Реплика. На таком подъеме только кусок из чего-то…
ГРОМОВ. Все, что мы могли подсказать, мы подсказали. Возможно, существует другая методика, но мы ее не знаем…
Партенит-2014
(Стенограмма вступительного занятия)
О.Л. Занятия в нашей группе будут происходить следующим образом. Первые пять, максимум десять минут – на сцену приглашается автор текста. Он представится, расскажет, как дошел до жизни такой, что за текст прислал для разбора… Короче, все, что сочтет необходимым. После этого автор надолго замолкает. Он не комментирует из зала обсуждение своего произведения. Он не вступает в длительную полемику с ораторами, не бросается банановыми шкурками в критиков…
Д.Г. Единственное исключение – если автору задают конкретный вопрос, он на него отвечает.

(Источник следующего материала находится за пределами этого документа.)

PR #2994, opened 2026-08-31
fix(anolisa): record self-update in the central log

### LINKED ISSUE #2992: [anolisa] fix: record self-update in the central operation log
## Background

The central log is the audit trail for mutating CLI operations: `anolisa logs`
queries it, and `anolisa bug` bundles it into the diagnostic report
(`crates/anolisa-cli/src/commands/tier1/bug.rs:210`). Every other mutating
tier-1 command appends an operation record — `install`, `uninstall`,
`update <component>` / `update all` (via `append_update_log`,
`crates/anolisa-cli/src/commands/tier1/update.rs:1086`), `upgrade`, `repair`,
and `forget`.

`anolisa upgrade` already records a CLI package update there even though the
CLI binary is not a state object: it seeds the record's `objects` with the CLI
package name (`crates/anolisa-cli/src/commands/tier1/upgrade.rs:2127`), under
the comment "CLI package (rpm-owned binary). Reported but never recorded as a
component object" (:782).

## Actual behavior

`anolisa update self` writes nothing to the central log. Neither
`handle_self_update` (`crates/anolisa-cli/src/commands/tier1/update.rs:1313`)
nor `run_self_update_with_deps` (:1464) opens `CentralLog` or appends a
`LogRecord`. This holds for both apply modes:

* `SelfUpdateApplyMode::Binary` — the running executable is replaced in place.
* `SelfUpdateApplyMode::RpmPackage` — a real `dnf update <package>` transaction
  runs as root (:1520).

After either one, `anolisa logs` shows no trace of the operation and the
`anolisa bug` bundle carries no evidence that a self-update ever happened.

## Impact

When a host ends up on an unexpected CLI version, or the dnf delegation only
partially succeeds, nothing records when the update ran, which version it moved
from and to, which apply mode was taken, or whether it succeeded. The
diagnostic data already exists in the code path and is then discarded: the
before/after RPM versions are resolved by
`installed_package_version_best_effort` (:1582) and printed to the terminal,
but never persisted. `update self` is also the one mutating command whose
failure can leave the operator without a working binary to investigate with,
which makes the missing record more costly than elsewhere.

## Expected behavior

An applied `anolisa update self` should append one `LogRecord` with
`kind = operation`, `source = "anolisa-cli"`, `command = "update self"`, the
`started_at` / `finished_at` window, and a terminal `status` — `Ok`, or
`Failed` when the manifest fetch, download, binary swap, or dnf transaction
fails. The message should carry the version transition and the apply mode; the
RPM path should additionally put the package name in `objects` and record the
observed before/after installed versions.

`--dry-run` should keep writing nothing. Two points worth deciding explicitly:

* whether an `AlreadyLatest` no-op deserves a record at all;
* whether a `state.operations` `OperationRecord` should also be added.
  `ObjectKind` has no CLI-binary variant, and the `upgrade` precedent above is
  central-log-only, so central-log-only looks like the consistent answer.

## Reproduction

```console
anolisa update self
anolisa logs --limit 20
anolisa logs --source anolisa-cli
```

The update applies, but no `update self` record appears in either query.

ikunkun-sys:
## Why

`anolisa update self` was the only mutating command that left no central-log
record. Every other tier-1 command appends one — `install`, `uninstall`,
`update <component>` / `update all`, `upgrade`, `repair`, `forget` — and
`anolisa upgrade` already records a CLI package update there even though the
CLI binary is not a state object.

Neither self-update apply mode wrote anything: the in-place binary replacement,
and the `dnf update <package>` transaction that runs as root. After either one,
`anolisa logs` showed no trace of when the update ran, which version it moved
from and to, which apply mode was taken, or whether it succeeded. The
before/after installed versions were already resolved and printed to the
terminal, then discarded.

## What changed

- Added `append_self_update_log`, appending one `LogRecord` for an applied
  self-update with `command = "update self"`, the `started_at`/`finished_at`
  window, a terminal status, and an `op-update-self-…` operation id minted
  through the shared `mint_operation_id`.
- `details` reuses the payload `build_json_data` already builds for the
  `--json` envelope, so the recorded versions match what the command printed:
  `current_version` / `latest_version` for both modes, plus `package` and
  `rpm_version_before` / `rpm_version_after` on the delegated path. The RPM
  package also lands in `objects`, so `anolisa logs <package>` finds it.
- A failed self-update carries a structured `SelfUpdateFailureContext` built as
  the run learns things, so the record keeps the target version, the apply
  mode, and — on the delegated path — the package and the versions rpm reported
  on both sides of the failed transaction. Fields that were never resolved stay
  absent rather than being recorded as unknown, and a known package still lands
  in `objects` so `logs <package>` reaches a failed delegation too.
- A failed `dnf` transaction is not treated as proof that nothing moved: the
  installed version is re-observed after the failure, and `details.updated` is
  derived from that reading rather than assumed. It is omitted when nothing was
  observed, so a consumer never sees a definitive `false` contradicted by the
  versions recorded beside it.
- Credentials never reach the log: the self-update endpoint is operator-supplied
  (`ANOLISA_UPDATE_URL`) and `SelfUpdateError::FetchManifest` quotes it
  verbatim, so any URL in a persisted failure message is rewritten to scheme,
  host, and path. Userinfo and the entire query string are dropped rather than
  keyword-filtered, since signature parameter names vary by provider.
- Previews (`--dry-run`) and up-to-date no-ops write nothing; a log write
  failure warns instead of failing an update that already applied.
- Coverage: both apply modes, a successful dnf no-op, the already-latest no-op,
  the dry-run preview, credential redaction, and — through the real
  `run_self_update_with_deps` path with injected fakes — a failed dnf
  transaction, a failed dnf transaction that still moved the rpmdb, a failed
  binary swap, and a failure before the manifest resolved.

## Related issue

closes #2992

## User / Agent impact

`anolisa logs` now reports `update self` operations. This is additive: no
existing record changes, and the `update self` human output, `--json` payload,
and exit codes are untouched.

`anolisa bug` picks up the failed self-update records, which is what its
documented filter selects — `--limit` is defined as "Maximum number of recent
warn/error log records to include", and `collect_recent_logs` queries
`severity_at_least: Warn`. Applied self-updates are `info` and stay out of the
bundle, exactly like every other command's successful operation. See the note
below.

## Risk and compatibility

Low risk. The log schema is unchanged: the versions go into the existing
free-form `LogRecord::details` field, no field was added, and `LogRecord` has
no `deny_unknown_fields` with every optional field defaulting. Records written
before this change still parse and render unchanged alongside the new ones.

One judgement call worth a reviewer's eye: successful self-updates are
deliberately *not* forced into the `anolisa bug` bundle. The `warn`-and-above
filter in `collect_recent_logs` is shared by every command and is documented on
the `--limit` flag, so special-casing `update self` would break that contract
for one command only. If the bundle should carry successful lifecycle
operations, that is a change to `bug`'s collection policy for
`install`/`update`/`upgrade` alike, and belongs in its own issue rather than
here.

## Validation

- `git diff --check`
- End-to-end: fed the records the new tests write through a real `anolisa logs`
  binary and confirmed `logs`, `logs -v`, `logs --severity warn`,
  `logs <package>`, `logs --operation-id`, and `logs --json` all surface them;
  and through a real `anolisa bug --json` to confirm which severities the
  bundle collects.
- Backward compatibility: replayed a pre-change record missing eight optional
  fields alongside the new records in one log; all parse and render, with the
  legacy record's `details` still `null`.

`anolisa update self` itself was not executed (it replaces the running binary
and needs the release endpoint); the write side is covered by unit tests driving
the real run path with injected package-query/transaction fakes, and the read
side by the real `logs` and `bug` binaries over the same JSONL file.

## Documentation and rollback

No documentation change: the central log already documents `details` as a
free-form structured payload, and no CLI surface changed. Reverting the commit
restores the previous behavior; nothing persists that a rollback would need to
migrate, since the added records are ordinary log lines older binaries also
parse.

### DIFF
--- a/src/anolisa/crates/anolisa-cli/src/commands/tier1/bug.rs
+++ b/src/anolisa/crates/anolisa-cli/src/commands/tier1/bug.rs
@@ -18,6 +18,26 @@ const ISSUE_URL: &str = "https://github.com/alibaba/anolisa/issues/new?template=
 const DEFAULT_LIMIT: usize = 20;
 const MAX_LIMIT: usize = 100;
 
+/// Detail fields a record may carry out of the machine in a bug bundle.
+///
+/// An allowlist rather than a filter. `details` is free-form and a command
+/// attaches whatever it finds useful — a failed hook parks up to 4 KiB of raw
+/// subprocess stderr under `stderr_tail`, which no keyword scan can be trusted
+/// to clean, since a bare `Bearer` value or a PEM block has no `key=value`
+/// shape to catch. A bundle is written to be pasted into a public issue, so a
+/// field travels only once it is known to be structured and bounded, and
+/// anything new stays behind until it is listed here.
+const EXPORTABLE_DETAIL_KEYS: &[&str] = &[
+    "apply_mode",
+    "current_version",
+    "endpoint",
+    "latest_version",
+    "package",
+    "rpm_version_after",
+    "rpm_version_before",
+    "updated",
+];
+
 #[derive(Parser)]
 pub struct BugArgs {
     /// Limit the report to one component.
@@ -69,6 +89,8 @@ struct RecentLogSummary {
     objects: Vec<String>,
     #[serde(skip_serializing_if = "Vec::is_empty")]
     warnings: Vec<String>,
+    #[serde(skip_serializing_if = "Option::is_none")]
+    details: Option<serde_json::Value>,
 }
 
 #[derive(Debug, Clone, Serialize, PartialEq, Eq)]
@@ -253,7 +275,36 @@ fn summarize_log(record: LogRecord) -> RecentLogSummary {
             .into_iter()
             .map(|v| redact_sensitive(&v))
             .collect(),
+        details: redact_details(record.details),
     }
+}
+
+/// Carry a record's `details` into the bundle under the same redaction as every
+/// other field.
+///
+/// Without this the structured diagnostics a command attaches — the versions
+/// and endpoint a failed self-update records, say — are selected into the
+/// bundle and then dropped on the way out, which is the one place they were
+/// meant to be read.
+fn redact_details(value: serde_json::Value) -> Option<serde_json::Value> {
+    let serde_json::Value::Object(fields) = value else {
+        return None;
+    };
+    let kept: serde_json::Map<String, serde_json::Value> = fields
+        .into_iter()
+        .filter(|(key, _)| EXPORTABLE_DETAIL_KEYS.contains(&key.as_str()))
+        .map(|(key, value)| match value {
+            serde_json::Value::String(text) => {
+                (key, serde_json::Value::String(redact_sensitive(&text)))
+            }
+            other => (key, other),
+        })
+        .collect();
+
+    if kept.is_empty() {
+        return None;
+    }
+    Some(serde_json::Value::Object(kept))
 }
 
 fn render_markdown(
@@ -310,6 +361,9 @@ fn render_markdown(
             }
             if !log.warnings.is_empty() {
                 out.push_str(&format!("  - warnings: {}\n", log.warnings.join("; ")));
+            }
+            if let Some(details) = &log.details {
+                out.push_str(&format!("  - details: {details}\n"));
             }
         }
     }
@@ -605,6 +659,98 @@ mod tests {
 
         assert!(markdown.contains("token=<redacted>"));
         assert!(!markdown.contains("super-secret"));
+    }
+
+    /// The structured failure context is the reason a failed operation is worth
+    /// recording, and the bundle is where it gets read. Asserted on a real
+    /// payload: the record goes through the log file, the query, the summary,
+    /// and the renderer.
+    #[test]
+    fn bug_payload_carries_redacted_log_details() {
+        let tmp = tempfile::tempdir().expect("tempdir");
+        let ctx = crate::test_support::context_for_root(
+            tmp.path(),
+            crate::context::InstallMode::System,
+            Some(tmp.path().to_path_buf()),
+            crate::test_support::TestContextOptions {
+                quiet: false,
+                no_color: false,
+                ..Default::default()
+            },
+        );
+
+        let mut record = log_record("2026-06-01T10:00:00Z", "self-update failed");
+        record.details = serde_json::json!({
+            "current_version": "0.3.7",
+            "latest_version": "0.3.8",
+            "apply_mode": "rpm-package",
+            "endpoint": "https://mirror.invalid",
+            "access_key": "must-not-appear",
+        });
+        let layout = common::resolve_layout(&ctx);
+        CentralLog::open(layout.central_log.clone())
+            .append(&record)
+            .expect("append");
+
+        let logs = collect_recent_logs(None, DEFAULT_LIMIT, &ctx).expect("query");
+        let details = logs[0]
+            .details
+            .as_ref()
+            .expect("details must reach the bundle");
+
+        assert_eq!(details["latest_version"], "0.3.8");
+        assert_eq!(details["apply_mode"], "rpm-package");
+        assert_eq!(details["endpoint"], "https://mirror.invalid");
+        assert!(
+            details.get("access_key").is_none(),
+            "a field outside the allowlist must not travel: {details}"
+        );
+
+        let markdown = render_markdown(&collect_environment(&ctx), &[], &logs);
+        assert!(markdown.contains("latest_version"), "{markdown}");
+        assert!(!markdown.contains("must-not-appear"), "{markdown}");
+    }
+
+    /// A failed hook parks raw subprocess stderr in `details.stderr_tail`, and
+    /// the keyword scan cannot clean it: a bare `Bearer` value and a PEM block
+    /// have no `key=value` shape to catch. Carrying details must not be what
+    /// first lets that out of the machine.
+    #[test]
+    fn free_form_details_stay_out_of_the_bundle() {
+        let tmp = tempfile::tempdir().expect("tempdir");
+        let ctx = crate::test_support::context_for_root(
+            tmp.path(),
+            crate::context::InstallMode::System,
+            Some(tmp.path().to_path_buf()),
+            crate::test_support::TestContextOptions {
+                quiet: false,
+                no_color: false,
+                ..Default::default()
+            },
+        );
+
+        let mut record = log_record("2026-06-01T10:00:00Z", "hook failed");
+        record.details = serde_json::json!({
+            "phase": "post-install",
+            "exit_code": 1,
+            "stderr_tail": "curl: Authorization: Bearer eyJhbGciOi.LEAKED\n\
+                            -----BEGIN OPENSSH PRIVATE KEY-----\nb3BlLEAKED\n",
+        });
+        let layout = common::resolve_layout(&ctx);
+        CentralLog::open(layout.central_log.clone())
+            .append(&record)
+            .expect("append");
+
+        let logs = collect_recent_logs(None, DEFAULT_LIMIT, &ctx).expect("query");
+        assert!(
+            logs[0].details.is_none(),
+            "no field of a hook record is exportable: {:?}",
+            logs[0].details
+        );
+
+        let markdown = render_markdown(&collect_environment(&ctx), &[], &logs);
+        assert!(!markdown.contains("LEAKED"), "{markdown}");
+        assert!(!markdown.contains("stderr_tail"), "{markdown}");
     }
 
     #[test]
--- a/src/anolisa/crates/anolisa-cli/src/commands/tier1/update.rs
+++ b/src/anolisa/crates/anolisa-cli/src/commands/tier1/update.rs
@@ -60,6 +60,7 @@ use anolisa_core::providers::DelegatedProvider;
 use anolisa_core::self_update::{self, ProgressFn, SelfUpdateOutcome};
 use anolisa_core::state::{ObjectKind, OperationRecord};
 use anolisa_core::state_store::StateStore;
+use anolisa_core::transaction::mint_operation_id;
 use anolisa_platform::fs_layout::FsLayout;
 use anolisa_platform::pkg_query::{PackageQuery, PackageQueryError};
 use anolisa_platform::pkg_transaction::{PackageTransaction, PackageTransactionError};
@@ -1325,6 +1326,7 @@ pub(in crate::commands) fn handle_self_update(ctx: &CliContext) -> Result<(), Cl
         None
     };
 
+    let started_at = now_iso8601();
     let result = run_self_update_with_deps(
         &url,
         current_version,
@@ -1341,7 +1343,16 @@ pub(in crate::commands) fn handle_self_update(ctx: &CliContext) -> Result<(), Cl
         eprint!("\r\x1b[2K");
     }
 
-    let run = result?;
+    // Audit before rendering: an applied self-update must leave a record even
+    // when the caller never reads the terminal output (issue #2992).
+    let run = match result {
+        Ok(run) => run,
+        Err(failure) => {
+            append_self_update_log(ctx, &started_at, Err(&failure));
+            return Err(failure.error);
+        }
+    };
+    append_self_update_log(ctx, &started_at, Ok(&run));
 
     if ctx.json {
         return render_json_outcome(&run, ctx.dry_run);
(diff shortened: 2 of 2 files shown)


kongche-jbw (commented):
Review baseline: `b55dbcf95213...74c090190690`

**[P1] 成功记录仍不会进入 bug 诊断**

`src/anolisa/crates/anolisa-cli/src/commands/tier1/update.rs:1791` 将正常的
binary/RPM 更新记录为 `info`，但 `bug.rs:213` 只查询 `warn` 及以上记录。
因此成功执行后，`anolisa bug` 仍没有这次版本迁移的证据，与本 PR 声明的诊断
目标不符。Possible direction: 让 bug 收集器显式纳入自更新成功记录，并补一条从真实
bug payload 读取该记录的回归测试。

**[P1] 失败记录丢失已知的更新上下文**

在 manifest 已解析后，如果 binary 下载/替换或 `dnf update` 失败，
`src/anolisa/crates/anolisa-cli/src/commands/tier1/update.rs:1804` 仍只写入
`current_version` 和 `updated`，且 `objects` 为空。此时已知的
`latest_version`、apply mode、RPM 包名和更新前版本全部丢失，RPM 失败也无法被
`anolisa logs <package>` 找到。Possible direction: 让执行结果携带结构化失败上下文；
对 dnf 失败尽可能重新观测版本，并通过注入依赖的真实 handler 路径覆盖两种失败模式。

kongche-jbw (commented):
Review baseline: `b55dbcf95213...b9f79c091d5d`

**[P1] 避免把更新端点凭据写入中央日志**

当 `ANOLISA_UPDATE_URL` 使用 URL userinfo 或签名查询参数且 manifest 请求失败时，
`SelfUpdateError::FetchManifest` 的文本包含完整端点。这里把该文本原样持久化：
`src/anolisa/crates/anolisa-cli/src/commands/tier1/update.rs:1894`。
错误记录随后会进入 `anolisa bug`，而现有关键词脱敏不覆盖 userinfo 或
`X-Amz-Signature` 等参数，因此诊断包可能泄露镜像凭据。Possible direction: 在写日志前
净化 URL，或只记录无凭据的结构化错误，并补充中央日志及 bug payload 的回归测试。

**[P2] 让失败后的 updated 反映实际 RPM 变化**

`src/anolisa/crates/anolisa-cli/src/commands/tier1/update.rs:1424` 将失败上下文的
`updated` 固定为 `false`。如果 dnf 非零退出但 rpmdb 已从旧版本移动到新版本，
1613–1617 行会准确记录不同的前后版本，最终详情却同时声称没有更新，令审计消费者
得到相反结论。Possible direction: 根据失败后观测到的前后版本计算该字段；无法确定时省略，
并用“事务失败但版本已变化”的 fake 场景补回归测试。

**[P2] 不要把成功的 dnf no-op 记为 partial**

`src/anolisa/crates/anolisa-cli/src/commands/tier1/update.rs:1878` 对所有
`updated == false` 的成功委托写入 `partial`/`warn`。但 `PackageTransaction::update`
明确把包已是仓库最新版本的 no-op 定义为成功，且 `LogStatus::Partial` 表示部分对象
已应用、部分未应用；此场景没有部分提交，却会作为告警进入 `anolisa bug`。
Possible direction: 保留 `details.updated = false`，但把成功 no-op 记录为 `ok`/`info`，
并让测试覆盖其不会出现在 warn/error 诊断集合中。

kongche-jbw (commented):
Review baseline: `b55dbcf95213...bb1e09b35b7b`

**[P1] 避免合法 URL 字符绕过凭据脱敏**

`src/anolisa/crates/anolisa-cli/src/commands/tier1/update.rs:1853` 把单引号当作 URL
结束符，但 RFC 3986 允许它出现在 userinfo 和 query 中。当
`ANOLISA_UPDATE_URL=https://ci:s3'cr3t@host/release.toml?...` 请求失败时，扫描会在
密码中截断，后半段随后原样追加。我用真实 `anolisa update self` 路径复现，
`central.jsonl` 同时保留了 `s3'cr3t` 和签名值，错误记录还会进入 `anolisa bug`。
Possible direction: 使用 URL-aware sanitizer，或至少不要把合法 URI 字符当分隔符，
并让回归测试通过真实 handler 覆盖 userinfo/query 中的单引号。

kongche-jbw (commented):
Review baseline: `b55dbcf95213...ce6d8aec52d0`

**[P1] 不要在凭据中途停止 URL 脱敏**

`src/anolisa/crates/anolisa-cli/src/commands/tier1/update.rs:1875`
在首个非 RFC 3986 ASCII 字符处截断候选 URL。真实运行
`ANOLISA_UPDATE_URL=https://ci:s3"cr3t@mirror.invalid/release.toml?...`
并让请求失败后，`central.jsonl` 仍保留完整密码和签名；该错误记录随后还会进入
`anolisa bug`。同一实现遇到 URL 前的非 ASCII 字符时，1870–1872 行的
`i + 1` 还会落在 UTF-8 字符中间并 panic，覆盖掉原本的请求错误。
Possible direction: 对结构化 URL 字段做无凭据格式化，避免从自由文本猜测边界；
补充双引号、换行和 Unicode 经真实 handler 写日志的回归测试。

kongche-jbw (commented):
Review baseline: `b55dbcf95213...a068bb2cb027`

**[P1] 对无法安全拆分的更新 URL 采用失败闭合**

`src/anolisa/crates/anolisa-cli/src/commands/tier1/update.rs:1887` 在 `/`、`?` 或
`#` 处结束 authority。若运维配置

Мужской голос. Можно задавать вопросы автору?
О.Л. В разумных пределах. Если все обсуждение построить на полемике и диалоге – мы не уложимся в отведенное для разбора время.
Д.Г. Если есть один-два вопроса – можно задать. А строить на этом все критическое выступление не стоит.
О.Л. Дальше вы, дамы и господа, начинаете обсуждать произведение. Пятнадцать, максимум двадцать минут на одно выступление. Это вынужденное ограничение – время семинара не может увеличиться по требованию. Если мы увидим, что кто-то выступает больше, чем следует – мы прервем оратора. Без обид, да? Также можно подавать реплики с места, если у вас нет долгого разбора. Периодически мы делаем небольшие перерывы для курящих. Я некурящий, но готов войти в положение. Кстати, аудитория через час-полтора начинает «терять внимание». Нужно пять минут перерыва – переключиться.
Д.Г. Вольнослушатели тоже могут выступать. Все, прочитавшие текст и имеющие пару слов, могут высказывать свое мнение и впечатления, давать советы. Это не возбраняется и даже приветствуется! У «семинаристов» и вольнослушателей во время обсуждения совершенно одинаковые права. Когда отработали все желающие высказаться, делается перерыв – и в дело вступает «тяжелая артиллерия» о двух стволах. Мы – Олди – начинаем разбирать произведение и высказывать свое просвещенное мнение по поводу. Кстати, если мы периодически будем шутить или даже иронизировать – не обижайтесь. Это прием для лучшего запоминания. Иногда попадаются такие обороты, по поводу которых не пошутить просто невозможно.